The Gilbert-Varshamov bound (non-constructively) establishes the existence of binary codes of distance 1/2-\varepsilon and rate \Omega(\varepsilon^{2}) (where an upper bound of O(\varepsilon^{2}\log(1/\varepsilon)) is known). Ta-Shma [STOC 2017] gave an explicit construction of \varepsilon -balanced binary codes, where any two distinct codewords are at a distance between 1/2-\varepsilon/2 and 1/2+\varepsilon/2 , achieving a near optimal rate of \Omega(\varepsilon^{2+\beta}) , where \beta\rightarrow 0 as \varepsilon\rightarrow 0 . We develop unique and list decoding algorithms for (a slight modification of) the family of codes constructed by Ta-Shma, in the adversarial error model.
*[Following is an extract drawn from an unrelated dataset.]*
PR #5877, opened 2022-03-08
Simplify hard to maintain copyright notice 

Pierre-Sassoulas:
## Description

git is the source of truth for the copyright, copyrite (the tool) was taking exponentially longer with each release, and it's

We prove the following results for \varepsilon -balanced codes with block length N and rate \Omega(\varepsilon^{2+\beta}) in this family: -For all \varepsilon,\beta > 0 , there are explicit codes which can be uniquely decoded up to an error of half the minimum distance in time N^{O_{\varepsilon,\beta}(1)} . -For any fixed constant \beta independent of \varepsilon , there is an explicit construction of codes which can be uniquely decoded up to an error of half the minimum distance in time (\log(1/\varepsilon))^{O(1)}\cdot N^{O_{\beta}(1)} . -For any \varepsilon > 0 , there are explicit \varepsilon -balanced codes with rate \Omega(\varepsilon^{2+\beta}) which can be list decoded up to error 1/2-\varepsilon^{\prime} in time N^{\mathrm{O}_{\varepsilon,\varepsilon^{\prime},\beta}(1)} , where \varepsilon^{\prime},\beta\rightarrow 0 as \varepsilon\rightarrow 0 . The starting point of our algorithms is the framework for list decoding direct-sum codes develop in Alev et al. [SODA 2020], which uses the Sum-of-Squares SDP hierarchy. The rates obtained there were quasipolynomial in \varepsilon . Here, we show how to overcome the far from optimal rates of this framework obtaining unique decoding algorithms for explicit binary codes of near optimal rate. These codes are based on simple modifications of Ta-Shma's construction.